02:38 Due to the complex operation of the injectors themselves, coupled with the physical fitment to the engine, swapping to larger injectors from a different engine or even aftermarket injectors is difficult or in some cases impossible.
02:52 This leads to some challenges if we're aiming to increase engine performance by virtue of a significant increase in fuel delivery.
03:01 Fortunately there is a work around here as the injector is designed as a two part system.
03:07 We have the injector body which houses the actuation system which we've just discussed, along with a nozzle which is the part of the injector that locates into the combustion chamber and includes a number of tiny holes through which the fuel is physically sprayed into the cylinder.
03:23 In the aftermarket we often have access to larger or modified nozzles that can supply more fuel for a given injector pulse width.
03:31 As diesel engine development has advanced and we've seen a drive for improved fuel economy and lower emissions, manufacturers have put more emphasis into the design of their injector nozzles.
03:42 In particular we've seen the size of the holes in the nozzle shrink and these may be in the region of 0.4 millimetres or thereabouts.
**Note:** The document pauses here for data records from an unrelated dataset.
Issue #681, opened 2014-10-20
Store folder status in url fragment


jcushman:
As you click around the folders, the url fragment should update (like `#My Links/foo/bar`) so you can link directly to a given folder.

PR #2223, opened 2018-01-24
Link straight to folders on manage/create page. 

rebeccacremona:
Addresses https://github.com/harvard-lil/perma/issues/681.

Folder specified in the URL takes precedence over that in local storage and causes local storage to update.

I decided not to use the fragment, because I think that might have unexpected effects: browsers will attempt to scroll to and set focus to an element with id equal to the fragment. If no such element exists, keyboard focus is usually dropped and set to the top-level html element, and the screen scrolls back to the top. Altering the query string should avoid those problems.

### DIFF
--- a/perma_web/static/bundles/create.js
+++ b/perma_web/static/bundles/create.js
@@ -1985,7 +1985,9 @@ webpackJsonp([1],[
 	    var selectedFolders = ls.getAll();
 	    selectedFolders[current_user.id] = { 'folderIds': folderIds, 'orgId': orgId };
 	
-	    history.pushState(null, null, "?folder=" + folderIds.join('-'));
+	    if (folderIds && folderIds.length) {
+	      history.pushState(null, null, "?folder=" + folderIds.join('-'));
+	    }
 	
 	    Helpers.jsonLocalStorage.setItem(localStorageKey, selectedFolders);
 	    Helpers.triggerOnWindow("CreateLinkModule.updateLinker");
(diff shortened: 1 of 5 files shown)


perma_web/static/bundles/create.js
```diff
@@ -1982,15 +1984,47 @@ webpackJsonp([1],[
...
+	      var folder_list = queryDict['folder'].split('-');
+	      folder_list = folder_list.map(function (s) {
+	        return parseInt(s);
+	      });
+	      folder_list.forEach(function (i) {
+	        if (isNaN(i)) throw "Invalid folder list";
+	      });
+	      return folder_list;
+	    } catch (err) {
+	      console.error(err);
```
anastasia: Is this something we want to debug later on? Might be more useful to send the error to our error handler
```
var ErrorHandler = require('error-handler.js');
ErrorHandler.airbrake.notify(err);
```

anastasia: same comment here. Thinking we can punt on this until I fix up the ErrorHandler to be a bit more useful, then I can add to it a sweep for more js errors.

perma_web/static/js/folder-tree.module.js
```diff
@@ -37,16 +37,44 @@ export var ls = {
...
+  var queryDict = Helpers.getQueryStringDict();
+  if (queryDict['folder']){
+    try {
+      var folder_list = queryDict['folder'].split('-');
+      folder_list = folder_list.map(s => parseInt(s));
+      folder_list.forEach(i => {if(isNaN(i)) throw "Invalid folder list"});
+      return folder_list
+    } catch (err) {
+      console.error(err);
+    }
```
anastasia: same comment here. Thinking we can punt on this until I fix up the ErrorHandler to be a bit more useful, then I can add to it a sweep for more js errors.

rebeccacremona: Good thinking. Switching!

Issue #1642, opened 2016-08-11
There should be an API way to download an archive


anastasia:
also bulk downloads would be nice

jcushman:
API doesn't currently include the URL to download the warc. Add something like "warc_download_url": "https://perma.cc/GUID-GUID?type=warc_download"

rebeccacremona:
That url works with wget or curl for public warcs, but we should probably also have a mechanism for link owners and admins to download private warcs.

Hmmm.

PR #2224, opened 2018-01-26
Api routes for downloading warcs

rebeccacremona:
https://github.com/harvard-lil/perma/issues/1642

Public archives can be downloaded at `/api/v1/public/archives/:guid/download` without an api_key.

All archives can be downloaded by qualified users (admins, private link owners) at `/v1/archives/:guid/download?api_key=<appropriate api key>` .

The URL used to download warcs via the GUI, `/:guid/?type=warc_download`, still works exactly like it did before: public archives may be downloaded by anyone there, and private archives may be downloaded by qualified users if they have an authenticated session (i.e. are logged in, via the log in form). This URL (still) cannot be authenticated using an API key.

### DIFF
--- a/perma_web/api/serializers.py
+++ b/perma_web/api/serializers.py
@@ -1,5 +1,6 @@
 from django.conf import settings
 from django.core.exceptions import ValidationError as DjangoValidationError
+from rest_framework.reverse import reverse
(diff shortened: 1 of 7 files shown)


anastasia:
This looks fantastic!

PR #2231, opened 2018-02-01
Handle requests to both api and api mirror.

rebeccacremona:
This fixes a significant bug @abziegler noticed on stage: 500 on requests that need warc_download_url that come in to api.perma.cc rather than perma.cc/api

Our tests all use /api/v1/<route> to work around a similar issue: https://github.com/harvard-lil/perma/blob/develop/perma_web/api/tests/utils.py#L110

We should address that TODO soon: optimally, we should run all tests at both urls, but with the spped of the current tests, that's not feasible.


rebeccacremona:
Done!

PR #2232, opened 2018-02-01
Count orgs on the python side to avoid counting deleted orgs.

rebeccacremona:
This means we'll hit the the database once per registrar displayed on the page, but since this view is paginated, and since this is an admin-only view, I'm not worried. 

(This well might be more efficient than annotating with the counts in the first place, since that had to be done for ALL registrars, not just the ones on the desired page.)

### DIFF
--- a/perma_web/perma/templates/user_management/manage_registrars.html
+++ b/perma_web/perma/templates/user_management/manage_registrars.html
@@ -32,7 +32,7 @@
   <div class="row row-no-bleed admin-data">
     <div class="col col-xs-6 col-no-gutter admin-data-point">
       <p class="count-label">Organizations</p>
-      <p class="count-number">{{ orgs_count.count }}</p>
+      <p class="count-number">{{ orgs_count }}</p>
     </div>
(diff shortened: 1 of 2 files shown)


jcushman:
Looks good to me -- worth a try since it's nice and simple. Not sure how fast it will be in prod -- I think it's actually running two queries per registrar to print the count twice?

If the form is too slow once deployed, the next step could be to change the `orgs_count = Organization.objects.filter(registrar__in=registrars).count()` line to fetch counts per registrar instead of counts total, and then annotate `registrars` with that info in python. (Something like https://stackoverflow.com/questions/19101665/how-to-do-select-count-group-by-and-order-by-in-django .) That could get back down to just a single additional SQL query for a page of results, while keeping the deleted-org filtering from the `Organization` query.

(Also obligatory mention that it's always worth considering just deleting the admin-only frontend pages rather than fixing them ... :)

rebeccacremona:
Ah, that's a good idea, I didn't think of that.

Issue #2098, opened 2017-08-14
"Last active" date weirdness


rebeccacremona:
<img width="913" alt="last-active" src="https://user-images.githubusercontent.com/11020492/29284139-801b376c-80f7-11e7-9a01-bdbe1b2a4d3f.png">

rebeccacremona:
A registrar's "last active" date is the date a registrar user last logged in. An organization's "last active" date is the date an organization user last logged in.

Confirming: you'd rather have both report the date an organization last logged in?

rebeccacremona:
Nope: the union of the two. Most recent login from any registrar user or organization user.

PR #2233, opened 2018-02-01
Show most recent login by reg user or associated org users.

rebeccacremona:
Addresses https://github.com/harvard-lil/perma/issues/2098


jcushman:
That's wacky but I believe you -- cool stuff. :)

PR #2234, opened 2018-02-05
UncaughtJS errors

anastasia:
- gave cron job a minute value so it doesn't run 60 times an hour
- formatted errors for emails, sending only very last value for error stack (added sending error id for easier tracking down of errors)

### DIFF
--- a/perma_web/perma/settings/utils/post_processing.py
+++ b/perma_web/perma/settings/utils/post_processing.py
@@ -39,7 +39,7 @@ def post_process_settings(settings):
         },
         'send-js-errors': {
             'task': 'perma.tasks.send_js_errors',
-            'schedule': crontab(hour='10', day_of_week=1)
+            'schedule': crontab(hour='10', minute='0', day_of_week=1)
         }
 
     }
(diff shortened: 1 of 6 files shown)


perma_web/perma/settings/utils/post_processing.py
```diff
@@ -39,7 +39,7 @@ def post_process_settings(settings):
         },
         'send-js-errors': {
             'task': 'perma.tasks.send_js_errors',
-            'schedule': crontab(hour='10', day_of_week=1)
+            'schedule': crontab(hour='10', minute='0', day_of_week=1)
```
rebeccacremona: Aha!!!! So that is how this works!!!

perma_web/perma/tasks.py
```diff
@@ -1348,9 +1348,10 @@ def send_js_errors():
         created_at__gte=datetime.now() - timedelta(days=7),
         resolved=False)
     if errors:
+        formatted_errors = map(lambda err: err.format_for_reading(), errors)
         send_admin_email("Uncaught Javascript errors",
```
rebeccacremona: Lambdas and map bring me joy.

PR #292, opened 2019-07-02
add mozillaonline support to people.mozilla.org

fiji-flo:


gdestuynder:
@jdow any idea why this is needed when there is the `hris_is_staff` bit set? hr issue?

fiji-flo:
looks like it :/

PR #304, opened 2019-07-18
Add NR logo to it-sre team members

The-smooth-operator:
I'd like to have a New Relic icon showing in the dashboard of ITSRE team members. However the application should remain open to team_moco as it is now.

Reading how other applications are configured, this should make it. Could you please check it?


The-smooth-operator:
@gdestuynder thanks for reviewing this. I know there's already an entry for this, I've committed it myself.

Let me explain the details of what I want: 
Currently the app with client id `tAtVU4uyJhaXdMEglSWKxMHliBm9yYtS` is open for `team_moco`, and I want it to remain like this. However I'd like to add an icon to the dashboard for IT SRE team members to access NR. 
If I add the icon in the existing configuration as you suggest, the icon would appear for all the members of `team_moco` and (most of the people) when they click, they won't be able to see anything because they don't have an account on our NR subaccount.

To achieve the behavior described, I copied the structure used by "Netlify" (See entries in lines 2 and 3547).

gdestuynder:
@jdow ive not done this before, can you review it?

jdow:
I think the logic is correct. As long as this new entry doesn't have a client ID, then it should just affect the dashboard itself and do the intended behavior of providing an icon to one set of users, while the other entry handles the access control.

PR #307, opened 2019-07-23
fixing up uptycs config

jdow:


jdow:
> should it be jira_service_accounts?
> otherwise np

Nah, the service_jira group is an ldap group that matches a convention like service_smartsheet, service_uptycs, etc. i.e. "group of people to access a service". The moc_service_accounts is a legacy group of non-human accounts used by monitoring services. Not sure if it's still in use. The new addition is the mozilliansorg_jira_vendors group, whic is a mozillians group for some select vendor people that don't have LDAP accounts.

PR #310, opened 2019-08-13
Update text and link for PMO app

viorelaioia:


viorelaioia:
@gdestuynder , @fiji-flo , can you please take a look over these changes? Thanks!

PR #316, opened 2019-08-21
Add k8s discourse dev to apps.yml

LeoMcA:
Discourse needs this to get an AAL value in id_tokens


LeoMcA:
Whoops, client id is already there. I didn't check first

PR #318, opened 2019-08-30
adding Console View acl

jdow:


jdow:
https://bugzilla.mozilla.org/show_bug.cgi?id=1576983 is all I have for info

jdow:
Based on the domain there, maybe it should be called ConsoleFlow ?

apps.yml
```diff
@@ -3755,3 +3755,14 @@ apps:
...
     url: https://fxa-support-panel.prod.mozaws.net/openid/callback/login
+- application:
+    authorized_groups:
+    - team_netops
+    - team_infra
+    authorized_users: []
+    client_id: OSKMKPkvUoDg0K8agd4iHSwUam0lpr6p
+    display: false
+    logo: auth0.png
+    name: Console View
```
gene1wood:
```suggestion
    name: ConsoleView
```

jdow: I'm switching it from View to Flow, since that's the domain

gene1wood: Oh right, good catch.

PR #319, opened 2019-09-12
adding AAL: Low to IM test apps

jdow:


mhoye:
I confirm gdestuynder's assertion, we can go ahead with this.

satdav:
can we show this now on the dashboard @mhoye

PR #331, opened 2019-10-26
Update apps.yml

gdestuynder:
Remove community analytics


gdestuynder:
Site no longer exist/verified (https://analytics.mozilla.community/)
@jdow this should also be removed from auth0 ideally

jdow:
I've deleted it in auth0.

PR #332, opened 2019-10-28
Remove HackMD

gene1wood:
This pilot has been torn down so we can remove it from this side as well


gene1wood:
I've requested removal of the RP from Auth0 in [Bugzilla 1591941](https://bugzilla.mozilla.org/show_bug.cgi?id=1591941)

PR #333, opened 2019-10-30
apps: remove `IRCCloud` as an app on the dashboard

cgsheeh:
The Mozilla IRCCloud instance has been decommissioned
for just under a month now. Time to remove it from the
dashboard.


cgsheeh:
See https://github.com/mozilla-iam/sso-dashboard-configuration/pull/335 instead.

PR #339, opened 2019-11-13
Add New Relic EIS

gene1wood:


apps.yml
```diff
@@ -3788,3 +3788,14 @@ apps:
     name: Cloudsnap
     op: auth0
     url: https://auth.mozilla.auth0.com/samlp/cuC3NOGPFm58H172NnOypPf1jGQwMoUf
+- application:
+      authorized_groups:
+        - team_opsec
```
gdestuynder: when i login it looks like ive access to non-eis accounts (just like pre-sso)

Shouldnt this be available to more than just `team_opsec`?

gdestuynder: hum "actually" once i logged in with the old account it merged them for this

gdestuynder: Probably better
```suggestion
        - hris_costcenter_1420
```

gene1wood: Yes, there shouldn't be any constraint from the auth0 side. Do I just remove the `authorized_groups` or just leave it as an empty list?

gene1wood: I've changed this to `team_moco`

PR #793, opened 2024-07-01
updated access group for grafana influx app

vansterzzz:
IAM-1378: added 2 access groups to grafana influx app earthangel.


ctbfourone:
My only concern is that the group name should be more specific since more than one team could use Grafana and want to hook it to SSO. Not a show stopper, just something to consider.

ctbfourone (approved):
+1!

03:51 These very small holes coupled with increased fuel pressure allow for better atomisation of the fuel.
03:57 In order to supply sufficient fuel in a given pulse width, more holes are used and this also allows the manufacturer to control how and where the fuel is distributed within the combustion chamber.
04:09 One of the problems of modern injector production is accurately replicating the size of these holes across every injector in a mass manufacturing situation.
04:19 It's possible for example to see a variation that may be as great as 20% across a set of production injectors.
04:27 The result is that there can be significant differences in injector flow from one injector to the next.
04:33 Obviously this will have a big impact on the fuel delivery to the engine, so in the OE world this is dealt with by an individual code on each injector which describes its flow characteristics.